■ What is required: The answer must be a single number: the count of lines in the data below that hold the word "same".
=== Listed records ===
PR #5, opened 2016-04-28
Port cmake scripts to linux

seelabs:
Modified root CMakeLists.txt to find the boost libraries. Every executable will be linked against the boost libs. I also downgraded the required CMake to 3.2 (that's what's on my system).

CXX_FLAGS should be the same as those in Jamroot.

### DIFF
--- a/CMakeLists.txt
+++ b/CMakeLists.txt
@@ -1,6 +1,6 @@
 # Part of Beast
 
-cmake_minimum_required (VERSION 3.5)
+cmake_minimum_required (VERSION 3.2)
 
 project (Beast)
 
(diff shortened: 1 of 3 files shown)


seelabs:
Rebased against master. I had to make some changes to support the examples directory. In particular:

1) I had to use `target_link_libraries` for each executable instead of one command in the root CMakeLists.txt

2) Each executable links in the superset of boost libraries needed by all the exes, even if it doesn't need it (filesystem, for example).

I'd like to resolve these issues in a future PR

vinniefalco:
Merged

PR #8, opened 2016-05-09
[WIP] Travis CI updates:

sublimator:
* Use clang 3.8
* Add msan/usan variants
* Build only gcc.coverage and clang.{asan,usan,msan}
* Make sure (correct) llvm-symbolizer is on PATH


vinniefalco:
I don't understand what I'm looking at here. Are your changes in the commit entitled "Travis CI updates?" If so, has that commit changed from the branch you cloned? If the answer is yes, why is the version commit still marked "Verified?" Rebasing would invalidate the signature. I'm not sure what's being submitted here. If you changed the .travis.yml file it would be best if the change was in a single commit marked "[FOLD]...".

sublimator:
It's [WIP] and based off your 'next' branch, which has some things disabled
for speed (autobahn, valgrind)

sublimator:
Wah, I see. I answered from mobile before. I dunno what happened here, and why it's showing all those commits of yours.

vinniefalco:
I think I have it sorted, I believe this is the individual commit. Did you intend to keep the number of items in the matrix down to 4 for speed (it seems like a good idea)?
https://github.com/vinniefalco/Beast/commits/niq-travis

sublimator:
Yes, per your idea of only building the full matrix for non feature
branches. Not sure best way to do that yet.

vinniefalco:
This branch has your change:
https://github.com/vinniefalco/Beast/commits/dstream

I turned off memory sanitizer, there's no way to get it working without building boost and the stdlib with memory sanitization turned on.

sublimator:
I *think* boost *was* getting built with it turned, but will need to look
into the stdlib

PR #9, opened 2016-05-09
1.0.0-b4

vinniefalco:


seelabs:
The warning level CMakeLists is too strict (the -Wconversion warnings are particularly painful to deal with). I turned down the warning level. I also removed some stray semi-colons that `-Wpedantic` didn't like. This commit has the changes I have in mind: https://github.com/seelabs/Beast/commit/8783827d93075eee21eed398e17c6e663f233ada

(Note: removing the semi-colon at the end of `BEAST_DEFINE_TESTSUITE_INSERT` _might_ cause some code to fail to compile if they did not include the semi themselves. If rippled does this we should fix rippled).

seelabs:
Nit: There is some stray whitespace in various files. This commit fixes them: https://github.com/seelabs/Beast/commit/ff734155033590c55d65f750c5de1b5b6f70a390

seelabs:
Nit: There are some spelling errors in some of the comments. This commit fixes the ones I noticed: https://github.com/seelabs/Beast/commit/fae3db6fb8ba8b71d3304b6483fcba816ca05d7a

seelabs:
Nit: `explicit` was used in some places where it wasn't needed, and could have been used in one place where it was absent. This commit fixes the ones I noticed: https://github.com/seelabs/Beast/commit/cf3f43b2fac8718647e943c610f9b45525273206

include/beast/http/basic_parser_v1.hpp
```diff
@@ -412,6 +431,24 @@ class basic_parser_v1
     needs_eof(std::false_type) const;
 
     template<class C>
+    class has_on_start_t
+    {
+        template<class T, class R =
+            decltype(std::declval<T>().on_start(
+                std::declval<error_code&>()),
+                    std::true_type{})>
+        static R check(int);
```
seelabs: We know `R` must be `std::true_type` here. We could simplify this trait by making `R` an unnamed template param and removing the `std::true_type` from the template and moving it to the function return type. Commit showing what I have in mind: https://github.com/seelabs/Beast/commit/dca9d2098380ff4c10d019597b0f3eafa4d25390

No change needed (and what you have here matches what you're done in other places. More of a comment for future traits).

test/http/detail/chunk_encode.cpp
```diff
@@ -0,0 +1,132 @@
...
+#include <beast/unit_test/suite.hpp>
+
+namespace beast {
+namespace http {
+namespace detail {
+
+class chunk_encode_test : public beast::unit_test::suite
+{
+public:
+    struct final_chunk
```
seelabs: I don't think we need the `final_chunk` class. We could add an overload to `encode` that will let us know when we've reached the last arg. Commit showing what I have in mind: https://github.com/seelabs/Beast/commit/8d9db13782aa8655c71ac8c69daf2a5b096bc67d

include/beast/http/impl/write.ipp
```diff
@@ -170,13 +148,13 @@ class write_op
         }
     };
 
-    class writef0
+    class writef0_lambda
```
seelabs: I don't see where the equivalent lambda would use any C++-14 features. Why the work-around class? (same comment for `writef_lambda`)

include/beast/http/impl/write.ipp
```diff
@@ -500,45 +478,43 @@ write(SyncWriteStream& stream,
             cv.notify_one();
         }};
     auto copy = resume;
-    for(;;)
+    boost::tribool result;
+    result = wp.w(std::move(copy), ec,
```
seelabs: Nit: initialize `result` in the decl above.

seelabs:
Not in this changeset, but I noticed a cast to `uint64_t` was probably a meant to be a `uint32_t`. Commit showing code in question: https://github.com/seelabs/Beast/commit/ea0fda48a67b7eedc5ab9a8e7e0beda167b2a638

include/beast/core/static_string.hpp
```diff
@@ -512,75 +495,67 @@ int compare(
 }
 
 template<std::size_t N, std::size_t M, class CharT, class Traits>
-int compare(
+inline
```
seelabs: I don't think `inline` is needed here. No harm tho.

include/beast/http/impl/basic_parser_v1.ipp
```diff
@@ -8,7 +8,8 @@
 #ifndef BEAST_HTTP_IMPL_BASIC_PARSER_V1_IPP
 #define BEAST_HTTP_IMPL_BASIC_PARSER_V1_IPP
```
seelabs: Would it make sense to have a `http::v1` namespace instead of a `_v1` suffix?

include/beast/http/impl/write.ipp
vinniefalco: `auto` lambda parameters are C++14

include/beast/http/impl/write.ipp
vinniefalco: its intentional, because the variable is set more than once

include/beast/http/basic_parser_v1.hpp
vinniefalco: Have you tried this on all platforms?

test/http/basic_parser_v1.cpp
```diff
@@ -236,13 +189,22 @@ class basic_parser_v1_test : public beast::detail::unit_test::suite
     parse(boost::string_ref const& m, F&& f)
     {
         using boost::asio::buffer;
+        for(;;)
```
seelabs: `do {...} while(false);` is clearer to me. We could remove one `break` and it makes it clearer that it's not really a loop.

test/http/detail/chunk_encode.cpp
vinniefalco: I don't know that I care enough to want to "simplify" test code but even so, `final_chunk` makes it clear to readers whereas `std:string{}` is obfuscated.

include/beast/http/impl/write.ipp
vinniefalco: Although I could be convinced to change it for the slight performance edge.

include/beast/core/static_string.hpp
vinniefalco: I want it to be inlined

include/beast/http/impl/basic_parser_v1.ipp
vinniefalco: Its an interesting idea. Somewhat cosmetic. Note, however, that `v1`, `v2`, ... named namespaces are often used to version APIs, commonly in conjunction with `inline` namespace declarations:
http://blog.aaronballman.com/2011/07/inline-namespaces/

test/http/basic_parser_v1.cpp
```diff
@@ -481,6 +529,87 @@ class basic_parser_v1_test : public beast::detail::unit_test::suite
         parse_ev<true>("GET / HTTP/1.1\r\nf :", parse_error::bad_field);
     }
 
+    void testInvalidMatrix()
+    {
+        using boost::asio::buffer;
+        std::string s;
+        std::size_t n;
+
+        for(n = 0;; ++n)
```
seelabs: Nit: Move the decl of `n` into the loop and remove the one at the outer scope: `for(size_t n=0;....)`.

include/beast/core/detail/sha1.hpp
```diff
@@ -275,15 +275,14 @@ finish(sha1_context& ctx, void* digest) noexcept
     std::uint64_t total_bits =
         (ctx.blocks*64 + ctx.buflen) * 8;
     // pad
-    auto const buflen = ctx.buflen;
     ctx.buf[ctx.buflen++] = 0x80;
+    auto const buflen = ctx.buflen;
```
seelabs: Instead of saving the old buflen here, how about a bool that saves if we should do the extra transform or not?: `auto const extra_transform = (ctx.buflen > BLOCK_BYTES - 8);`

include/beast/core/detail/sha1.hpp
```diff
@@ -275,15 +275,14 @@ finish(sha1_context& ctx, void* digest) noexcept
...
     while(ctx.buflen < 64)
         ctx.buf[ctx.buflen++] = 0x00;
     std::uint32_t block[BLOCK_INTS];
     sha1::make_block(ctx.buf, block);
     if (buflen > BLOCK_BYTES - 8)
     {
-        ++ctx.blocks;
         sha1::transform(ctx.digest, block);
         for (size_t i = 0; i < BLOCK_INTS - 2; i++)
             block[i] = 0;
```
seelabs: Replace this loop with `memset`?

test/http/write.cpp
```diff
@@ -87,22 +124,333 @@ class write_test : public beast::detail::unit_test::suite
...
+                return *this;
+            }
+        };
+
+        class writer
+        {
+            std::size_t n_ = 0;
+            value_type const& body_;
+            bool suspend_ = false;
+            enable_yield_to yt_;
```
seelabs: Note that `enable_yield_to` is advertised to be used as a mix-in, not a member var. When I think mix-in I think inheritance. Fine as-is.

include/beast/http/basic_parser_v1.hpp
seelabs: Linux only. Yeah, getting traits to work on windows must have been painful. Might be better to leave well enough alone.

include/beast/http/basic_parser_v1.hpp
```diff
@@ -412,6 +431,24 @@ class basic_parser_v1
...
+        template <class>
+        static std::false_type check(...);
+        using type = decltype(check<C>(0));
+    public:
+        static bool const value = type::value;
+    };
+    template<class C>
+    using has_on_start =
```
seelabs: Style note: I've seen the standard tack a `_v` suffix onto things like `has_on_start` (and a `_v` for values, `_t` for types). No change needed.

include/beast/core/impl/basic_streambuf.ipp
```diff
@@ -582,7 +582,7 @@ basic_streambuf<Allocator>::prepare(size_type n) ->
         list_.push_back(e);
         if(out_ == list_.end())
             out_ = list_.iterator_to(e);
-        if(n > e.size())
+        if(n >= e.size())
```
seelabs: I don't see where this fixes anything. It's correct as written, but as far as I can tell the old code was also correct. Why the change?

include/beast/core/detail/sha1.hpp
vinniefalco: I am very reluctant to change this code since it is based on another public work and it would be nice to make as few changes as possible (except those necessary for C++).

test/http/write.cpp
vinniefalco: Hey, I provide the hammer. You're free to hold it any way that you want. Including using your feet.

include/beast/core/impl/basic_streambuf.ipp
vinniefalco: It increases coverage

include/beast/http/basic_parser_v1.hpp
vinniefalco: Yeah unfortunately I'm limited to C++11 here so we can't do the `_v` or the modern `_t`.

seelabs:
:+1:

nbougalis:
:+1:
===
■ Result below: 2